**Your task**
Determine how many lines in the listing contain the string "sleep". Only that number goes in the answer.

**Records for this exercise**
PR #817, opened 2025-05-22
(reader/query): Verify checkpoint before txfilter update

bewakes:
### Type of Change

- [ ] Documentation update
- [ ] Refactor
- [ ] New or updated tests
- [ ] Dependency Update

## Checklist


bewakes:
I am a bit iffy about checking the chainstate finalized info for checking if checkpoint was accepted. Didn't find other minimal way to do this though.

crates/btcio/src/reader/query.rs
```diff
@@ -279,7 +283,56 @@ async fn poll_for_new_blocks<R: Reader>(
...
+        // Wait for some change to happen
+        tokio::select! {
+            _ = rx.changed() => {}
+            // NOTE: what timeout to wait for here?
+            _ = tokio::time::sleep(timeout_duration) => {
+                error!("Timed out waiting for chainstate update.");
+                return Err(anyhow!("reader:query:wait_for_checkpoint_accept: Timed out waiting for chainstate update"));
+            }
+        }
+    }
```
delbonis, line 335: Does it make sense to error out in the loop this way?

Make sure that this usage of `watch` is correct.  Perhaps `.wait_for` might be more applicable?  You could wrap a call to that in the timeout and probably not need the loop around all of this.

Also should be a more structured error type instead of `anyhow!`.

crates/btcio/src/reader/query.rs
```diff
@@ -279,7 +283,56 @@ async fn poll_for_new_blocks<R: Reader>(
...
+async fn wait_until_checkpoint_accepted_or_rejected<R: Reader>(
+    ctx: &ReaderContext<R>,
+    checkpoint: &SignedCheckpoint,
+) -> anyhow::Result<bool> {
+    let batch_info = checkpoint.checkpoint().batch_info();
+    let l2_commt = checkpoint.checkpoint().batch_info().l2_range.1;
+    let ckpt_epoch = batch_info.epoch();
+
+    let s = info_span!("wait_checkpoint_accepted", %ckpt_epoch, last_blkid=%l2_commt.blkid());
+    let _ = s.enter();
```
delbonis, line 301: Careful, `.enter()` interacts poorly with async code due to how future polling works.  The preferred way to do this is to wrap a future like `.instrument(span)`.

See: https://docs.rs/tracing/latest/tracing/span/struct.EnteredSpan.html#in-asynchronous-code

If you're unlucky then you end up entering the span many times and it breaks the logging output because you overflow buffers and spans go unclosed or something weird.

crates/btcio/src/reader/query.rs
```diff
@@ -258,16 +252,26 @@ async fn poll_for_new_blocks<R: Reader>(
...
                 if let Some(checkpt) = find_checkpoint_in_events(&evs) {
                     // if we have a checkpoint in this block, update filterconfig based on this
-                    let chainstate = borsh::from_slice(checkpt.checkpoint().sidecar().chainstate())
-                        .expect("deserialize chainstate");
+                    let accepted = wait_until_checkpoint_accepted_or_rejected(ctx, checkpt).await?;
+
+                    if accepted {
+                        let chainstate =
+                            borsh::from_slice(checkpt.checkpoint().sidecar().chainstate())
+                                .expect("deserialize chainstate");
```
delbonis, line 269: This shouldn't panic if it's malformed, even if the proof is (somehow) valid.

While we're here we should probably make this more organized, so that here it feels like you're just directly (but fallibly) taking the decoded sidecar field(s) out of the checkpoint structure, instead of needing to call borsh yourself here (especially since we'd like to move away from borsh and this removes one more place where we depend on it directly).

delbonis (changes requested):
Structurally I think this looks good, but there's a couple of points that could be cleaned up.

crates/btcio/src/reader/query.rs
bewakes: Using `.wait_for` is not suitable here because we not only need to wait for something to happen but also exit when something else happens. In this particular case we are waiting for checkpoint X at a height to be accepted but we should also wait until some other checkpoint at the height gets accepted and return boolean accordingly.

> Also should be a more structured error type instead of anyhow!.
Not sure if it needs to be more structured since this is not a library module and we just exit the client when the reader fails for some reason.

crates/btcio/src/reader/query.rs
bewakes: Ohh, didn't know that. Thanks.

> (ask me how I know 🙃)

Okay I'll bite. How do you know? 🙃

crates/primitives/src/batch.rs
```diff
@@ -222,6 +222,11 @@ impl Checkpoint {
     pub fn sidecar(&self) -> &CheckpointSidecar {
         &self.sidecar
     }
+
+    /// Deserialize sidecar data as chainstate. Returns `None` if cannot be deserialized.
+    pub fn sidecar_as_chainstate<T: BorshDeserialize>(&self) -> Option<T> {
+        borsh::from_slice(self.sidecar().chainstate()).ok()
+    }
```
delbonis, line 229: This `as` infix [implies](https://stackoverflow.com/questions/72996050/when-to-use-as-vs-to-vs-into-in-rust) that it's doing a trivial transformation and infallibly return the value.  In this case it's also not a verb name, so it implies it's a field accessor like `.sidecar()` does.

Not only is the function fallible, it's also gobbling the error which could be useful in a test or a consumer.  It should be named something like `try_parse_sidecar` and return a `Result` (not an anyhow result).

It's accessing the `.chainstate()` field, so I would expect that it'd return a `Chainstate`, but really it's relying on the caller to decide the type it gets parsed as.  This is weird because there's should only ever be one valid type to parse this as.  What we could do is add a def like `pub type SidecarChainstateData = Chainstate;` to declare upfront what type this field should be decoded as, and use that in the return type.  So we can change that later and any consumers that depend on it can manage those breakages locally.

crates/btcio/src/reader/query.rs
```diff
@@ -279,7 +299,116 @@ async fn poll_for_new_blocks<R: Reader>(
...
+                error!("Status channel closed unexpectedly: {}", e);
+                return Err(anyhow!("reader:query:wait_for_checkpoint_accept: Status channel closed: {}", e));
+            }
+        }
+        _ = tokio::time::sleep(config.chainstate_update_timeout) => {
+            error!("Timed out waiting for chainstate update after {:?}", config.chainstate_update_timeout);
+            return Err(anyhow!(
+                "reader:query:wait_for_checkpoint_accept: Timed out waiting for chainstate update after {:?}s",
+                config.chainstate_update_timeout
+            ));
```
delbonis, line 408: Structured errors instead of `anyhow!`.

Also, the status channel returns an error [if-and-only-if the sender is closed, meaning the upstream task is shutting down](https://docs.rs/tokio/latest/tokio/sync/watch/struct.Receiver.html#method.changed).  It's not an error for us, we should just interpret it as a signal that we should exit too.

crates/btcio/src/reader/query.rs
```diff
@@ -279,7 +299,116 @@ async fn poll_for_new_blocks<R: Reader>(
...
+                warn!("Checkpoint not accepted: different block id for same slot finalized");
+                return Ok(false);
+            } else if l2_commt.slot() < tip_commitment.slot() {
+                // We've been looking for stale checkpoint to be accepted.
+                warn!("Checkpoint not accepted: higher slot finalized than the slot waited for");
+                return Ok(false);
+            }
+        }
+
+        wait_for_chainstate_change(config, &mut rx).await?;
```
delbonis, line 387: This control flow is really convoluted and indirect still.

The call to `wait_for_chainstate_change` has the information figure out what condition it is, but it discards it and we only use it as a way for us to signal to do another iteration on the loop.  Then in the next iteration we go and perform the checks to decide if we should either propagate up the timeout, get the value back out of the watch channel a second time and do checks, or just wait again.

It should return some thing like

```rs
enum QueryEvent {
  Update(ChainSyncStatusUpdate),
  Timeout,
  Exit // or make it return `Some(QueryEvent)`
}
```

and then pattern match on that to figure out what to do, then just wait on the function again.

crates/btcio/src/reader/query.rs
```diff
@@ -258,16 +258,36 @@ async fn poll_for_new_blocks<R: Reader>(
...
+                    if accepted {
+                        if let Some(chainstate) = checkpt.checkpoint().sidecar_as_chainstate() {
+                            state
+                                .filter_config_mut()
+                                .update_from_chainstate(&chainstate);
+                        } else {
+                            anyhow::bail!("Could not extract chainstate from checkpoint");
+                        }
+                    } else {
+                        warn!("Checkpoint did not get accepted");
```
delbonis, line 289: Should this really be a warning?  It's fine to have some lag.

crates/btcio/src/reader/query.rs
```diff
@@ -258,16 +258,36 @@ async fn poll_for_new_blocks<R: Reader>(
...
+                        .instrument(span)
+                        .await?;
+
+                    if accepted {
+                        if let Some(chainstate) = checkpt.checkpoint().sidecar_as_chainstate() {
+                            state
+                                .filter_config_mut()
+                                .update_from_chainstate(&chainstate);
+                        } else {
+                            anyhow::bail!("Could not extract chainstate from checkpoint");
```
delbonis, line 286: If `sidecar_as_chainstate` returned an error result then we wouldn't have to re-recognize the `None` condition and construct a new error.  We'd probably want to wrap it with additional context, but we could do that with `.map_err`.

delbonis (changes requested):

crates/btcio/src/reader/query.rs
delbonis: Well basically that.  And then the trace viewer I was using locked up for several seconds while updating the UI to display a trace that had several hundred (at least) nested spans, and then also displayed some error about a corrupted trace.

**Task solution**
2